In short, what he seems to be saying (along with Rosmini, whose saying a similar thing got him in trouble with the Vatican) is that the “liberal” understanding of human autonomy is correct, but that it can only be exercised rightly within Christ. The religious West tends to rebut this by arguing that the autonomy either isn’t real, or that it’s so damaged by sin that it’s inevitably/inherently anti-God (which amounts to the same thing), while the Enlightenment West keeps the autonomy and throws out the Christ.
Dostoevsky will have none of this. He believes firmly in the autonomy AND firmly in the need to keep Christ as the core of it. This follows the Christian East in its understanding of the creaturely freedom as an “indelible feature of the image of God,” as someone once put it (I don’t remember who).
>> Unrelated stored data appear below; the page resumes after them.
PR #364, opened 2021-02-02
Forward yarn Cachito requests to workers

ejegrova:
Cachito request including the yarn package manager triggers the fetch_yarn_source celery task

### DIFF
--- a/cachito/web/api_v1.py
+++ b/cachito/web/api_v1.py
@@ -11,7 +11,7 @@ from flask_login import current_user, login_required
 import kombu.exceptions
 from werkzeug.exceptions import Forbidden, InternalServerError, Gone, NotFound
 
-from cachito.errors import CachitoError, ValidationError, CachitoNotImplementedError
+from cachito.errors import CachitoError, ValidationError
 from cachito.web import db
 from cachito.web.models import (
     ConfigFileBase64,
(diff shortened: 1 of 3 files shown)


chmeliik (commented):
Looks good! Could you add a yarn case to these 2 tests as well?
* [test_create_request_invalid_dependency_replacement](https://github.com/release-engineering/cachito/blob/b5164f37e170f9fee795fab27ebc72a740512729/tests/test_api_v1.py#L610)
* [test_create_request_invalid_packages](https://github.com/release-engineering/cachito/blob/b5164f37e170f9fee795fab27ebc72a740512729/tests/test_api_v1.py#L721)

akhmanova:
Looks good to me as well! 
@chmeliik I am wondering, is it possible to reuse conditions for package managers in [api_v1.py](https://github.com/release-engineering/cachito/pull/364/files#diff-e623547b2cf808002df23175e5c384f66643c7abe9d45ceda9bd2848378710b7R278-R285)? Or do we want to keep it separate?

chmeliik:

Since Han is a Catholic, one wonders then if he’s a sort of inadvertent Rosminian fellow-traveller.
Rob: I guess so far in my travels-with-Han, I’m not seeing much that’s specifically Christian or specifically Catholic about his arguments (as opposed to whatever his personal convictions may be). Of course, I’m prepared to be persuaded that I’m mistaken about this. I’m in the middle of “The Scent of Time” right now.
Aaron
Yes, I think they’re more like Christian/Catholic “resonances” than explicit aspects of his arguments. Though there are the occasional nods to Augustine and Aquinas, etc., that made me wonder about him even before I knew he was a Catholic.